Now you can start using the tool with `dataquality.init()`<br>

You **must** provide a `task_type` when calling `init`
* A task type describes the kind of modeling you are doing (text classification, multi-label, NER etc).
* Currently the only available task is "text_classification"

You can optionally provide a project name for this run.

In [None]:
dataquality.init?

In [None]:
task = "text_classification"
# Base case
dataquality.init(task)

In [None]:
# New project, unset run (new)
dataquality.init(task_type=task, project_name="a_new_project")

In [None]:
# Existing project, unset run (new)
dataquality.init(task_type=task, project_name="a_new_project")

In [None]:
# Existing project, new run
dataquality.init(task_type=task, project_name="a_new_project", run_name="a_new_run")

In [None]:
# Existing project, existing run
dataquality.init(task_type=task, project_name="a_new_project", run_name="a_new_run")

In [None]:
# New project, new run
dataquality.init(task_type=task, project_name="a_new_project2", run_name="a_new_run2")

## Log to my project/run

Now that you've started your run, all you need to do is log data to it.<br>

All you need to do is call the `dataquality.log_data_input` and `dataquality.log_model_outputs` functions.

`dataquality.log_data_input` knows which task you are logging for, and accepts the proper arguments.
For "text_classification" it is expecting
* text - list of strings indicating the text input
* label - list of strings indicating the labels
* split - string indicating the data split (training, validation, test)
* id (optional) - list of ints indicating the id of each row.
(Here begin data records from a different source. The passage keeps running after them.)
PR #44, opened 2021-10-07
Uploader creates content with sharedWith attribute

ktonon:
Content uploaded this way is missing org unit context.

upload-shared-with


ktonon:
I'll submit a separate PR to the lms to provide the value to `<d2l-content-uploader ...>`

PR #350, opened 2022-07-08
feat: Notify PD on changes related to project involvement

martintomas:
I am adding `ProjectInvolvement` model which covers already existing table called `project_involvements`. I have decided to add class for this, because I have needed `after_create`/`after_destroy` hooks which are used to send notifications to PDs.

Mails for PD are handled by new mailer called `ProjectDeveloperMailer` <-- I have found it more transparent to move it to special mailer, but It can be theoretically also part of `UserMailer`.

## Testing instructions

Everything should be testable via Rswag documentation --> find some project and update `involved_project_developer_ids` param. Added/removed PDs should receive appropriate email.

## Tracking

https://vizzuality.atlassian.net/browse/LET-525
https://vizzuality.atlassian.net/browse/LET-524

### DIFF
--- a/backend/app/mailers/project_developer_mailer.rb
+++ b/backend/app/mailers/project_developer_mailer.rb
@@ -1,0 +1,15 @@
+class ProjectDeveloperMailer < ApplicationMailer
+  def added_to_project(project_developer, project)
+    @user = project_developer.owner
+    @project = project
+
+    mail to: @user.email
+  end
+
+  def removed_from_project(project_developer, project)
+    @user = project_developer.owner
+    @project = project
+
+    mail to: @user.email
+  end
+end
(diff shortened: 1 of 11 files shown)


agnessa:
I think we might have oversimplified here, because we didn't consider the project draft status. Now that I'm trying to think this through, it seems that another project developer would be notified even if the project is still in draft, correct? That probably might be premature, because they won't have permissions to see the project page (unless they should have access?). I don't have a good solution to this, e.g. we could change the after_create callback to an after_update which checks that the transition from draft to published has just occurred, but then that transition can happen multiple times 🙄

martintomas:
I see, I have not taken `draft` status into account at all. It should be quite straightforward to send notification only when PD is added/removed to/from `published` project. What I find more tricky is part about when project changes its status, because If I understand it correctly:
 - when project becomes published --> send notification to all involved PDs
 - when project stops to be published --> ?? should I send notification as well?
I agree with @tsubik with repeated sending -- It makes sense to send notification every time when status changes, because users every time also get or lose access to project. What I am not 100% sure is if e-mails should be same or we should have specific ones which would inform PDs that Project which they are part of became visible.

agnessa (approved):

PR #355, opened 2022-07-11
refactoring: Only Admins can access background job events API

martintomas:
Just minor tweak of `BackgroundJobEvents` API which ensures that only Admins can access it <-- it can contain some sensitive information so that is why I am putting there this restriction.


tsubik (commented):
What is that API for? It is just for us, developers?

agnessa (approved):

martintomas:
> What is that API for? It is just for us, developers?

Yup, it is just for us/devs. Idea was to give us some kind of overview about background jobs. Not sure if this approach is already obsolete and could be either removed or moved to backoffice, but I am just making sure that normal users cannot access it..

PR #365, opened 2022-07-11
fix(front): add map searcher to project form [LET-406]

anamontiaga:
This PR solves a google API load problem on projects list `en/discover/projects` and add Location Searcher component to project form `http://localhost:3000/en/projects/new`

NEED HELP: Google API has problems to load on project form, even though I tried to load it in layout components.

## Testing instructions

Enter in above described pages and try to access them by normal flow and reloading.

## Tracking

[LET-406](https://vizzuality.atlassian.net/browse/LET-406)


clementprdhomme:
Let's not merge just now. I'm testing the Google Maps key.

PR #366, opened 2022-07-11
fix(front): home improvements[LET-650]

anamontiaga:
This PR contains next improvements:

- Some texts should be bold in the “Create open calls”, “Enable positive impact” and “Apply to open calls” section
- The titles of the cards in “How it works” should have a different font weight (should be 600)
- When the screen is between 640px and 768px wide, there is too much space above the “Create account” button at the bottom of the screen

## Tracking

[LET-650](https://vizzuality.atlassian.net/browse/LET-650)


clementprdhomme (approved):
Thank you Ana!

PR #373, opened 2022-07-13
chore: update of Rails to 7.0.2

martintomas:
I have got bundle audit warning, so here comes fix which updates rails (activerecord) version...


tsubik (approved):
Normally I do `bundle update` ALL from time to time when having test coverage above 90%, should we do it also at some point?

PR #374, opened 2022-07-13
feat: List of users at Backoffice

martintomas:
This PR adds list of users to backoffice.

Screenshot 2022-07-13 at 11 53 57

## Testing instructions

Via backoffice ;)

## Tracking

https://vizzuality.atlassian.net/browse/LET-760


agnessa:
You're right it will be necessary, the task was created yesterday: https://vizzuality.atlassian.net/browse/LET-760

agnessa (approved):

PR #378, opened 2022-07-14
Change project data language to the original PD language when editing

barbara-chaves:
This PR fixes the project edition language

## Description

PD users are able to see the platform in any language but when they edit a project, its data must be shown and edited in the language of the account.

For example, an account can be in English, but the user may use the platform in Spanish. If they start editing a project, all the UI should be in Spanish (including the labels of the inputs) but the project’s data must be loaded and displayed in English.

## Reproduction steps

1. Log in with the “HeCo approved PD user” user (the account is in English)
2. Change the language of the platform to Spanish or Portuguese
3. Go edit the project “Awesome project (Edited)”

You must see the UI in Spanish or Portuguese (according to your choice at step 2) but the fields must display the data in English.

Please note that the language of the account (English in this example) will be displayed on the form when [LET-727: FE - Add message to Project, PD & Investor edition forms informing the users of the account original languageIN PROGRESS](https://vizzuality.atlassian.net/browse/LET-727) is done.

## Tracking

[LET-766](https://vizzuality.atlassian.net/browse/LET-766)


clementprdhomme (changes requested):
@barbara-chaves If the UI is in Spanish or Portuguese, the data is still loading in these languages instead of English. Did you not find an issue during your testing?

The problem comes from here: https://github.com/Vizzuality/heco-invest/blob/aa0e0b5a1af752997b23f7cd6b8136daff3f84ed/frontend/services/api.ts#L24-L42

As you see if `config?.params?.locale` is falsy (`undefined` for example), we will still send the UI language. We could circumvent that by replacing the `locale` value by this:
```ts
      locale:
        config?.params?.locale === null
          ? null
          : getCookie('NEXT_LOCALE') ?? locales.find((locale) => locale.default).locale,
```

That also means that inside `pages/project/[id]/edit.tsx`, `locale` should be sent as `null`, not `undefined`.

If I'm not clear, please let me know and I can explain to you.

clementprdhomme:
@barbara-chaves Could you undo the commit [a5f47df](https://github.com/Vizzuality/heco-invest/pull/378/commits/a5f47df1b71a665f936956f4f71d4ebdc72b5e52)? I don't think it's necessary.

PR #381, opened 2022-07-14
feat: Allow edit and deletion of User via Backoffice

martintomas:
I am adding possibility to edit existing users --> you can modify `first_name`, `last_name` and `avatar` (new attribute added to User model).

It is also possible to delete User either via button next to edit formular or at index page after clicking on menu next to appropriate user record. I have made it impossible to delete Users which are owners of accounts (`restrict_with_error`) --> in such case, user receives error that this particular record cannot be deleted. Delete option for such records  will be automatically grayed out as part of some future ticket, but for needs of these tickets, error should be enough ;).

Screenshot 2022-07-14 at 15 26 46
Screenshot 2022-07-14 at 15 26 37
## Testing instructions

Everything should be quite easily testable via Backoffice.

## Tracking

https://vizzuality.atlassian.net/browse/LET-761
https://vizzuality.atlassian.net/browse/LET-762

### DIFF
--- a/backend/app/views/backoffice/base/_menu.html.erb
+++ b/backend/app/views/backoffice/base/_menu.html.erb
@@ -1,9 +1,9 @@
 <div class="relative" data-controller="menu">
-  <button data-action="menu#toggle click@window->menu#hide" class="flex items-center rounded-full font-sans transition-all focus-visible:outline focus-visible:outline-2 focus-visible:outline-offset-2 disabled:opacity-60 disabled:pointer-events-none px-0 py-0 focus-visible:outline-green-dark" role="button" tabindex="0" id="react-aria-30" aria-haspopup="true" aria-expanded="true" aria-controls="react-aria-31" style="user-select: none;">
+  <button data-action="menu#toggle click@window->menu#hide" class="flex items-center rounded-full font-sans transition-all focus-visible:outline focus-visible:outline-2 focus-visible:outline-offset-2 disabled:opacity-60 disabled:pointer-events-none px-0 py-0 focus-visible:outline-green-dark" role="button" tabindex="0" aria-haspopup="true" aria-expanded="true" style="user-select: none;">
     <%= svg "menu" %>
   </button>
   <div>
-    <div data-menu-target="menu" role="menu" tabindex="0" id="react-aria-8" aria-labelledby="react-aria-7" class="hidden z-30 absolute transform whitespace-nowrap bg-white shadow-2xl rounded-md overflow-hidden right-0 -bottom-2 translate-y-full">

If not provided, IDs will be added automatically
  * NOTE: This ID must match the output ID in log_model_outputs in order to join them for analysis

`dataquality.log_model_outputs` also knows which task you are logging for.
For "text_classification" it is expecting
* emb - list of lists of embedding values for a given text input
* probs - list of list of probabilities of the confidence per class
* split - string indicating the data split (training, validation, test)
* epoch - int indicating the training/test/validation epoch for the input
* ids - list of ints indicating the matching id to the input row
  * NOTE: This ID must match the output ID in log_model_outputs in order to join them for analysis


### log some data

We use the `log_input_data` and `log_model_outputs` to log our metadata

In [None]:
dataquality.init(task)

In [None]:
from sklearn.datasets import fetch_20newsgroups
import pandas as pd

newsgroups = fetch_20newsgroups(subset="train", remove=('headers', 'footers', 'quotes'))

dataset = pd.DataFrame()
dataset["text"] = newsgroups.data
label_ind = newsgroups.target_names
dataset["label"] = [label_ind[i] for i in newsgroups.target]
dataset = dataset[:100]

dataquality.log_input_data(text=dataset['text'], labels=dataset['label'], split="train")
dataquality.log_input_data(text=dataset['text'], labels=dataset['label'], split="test")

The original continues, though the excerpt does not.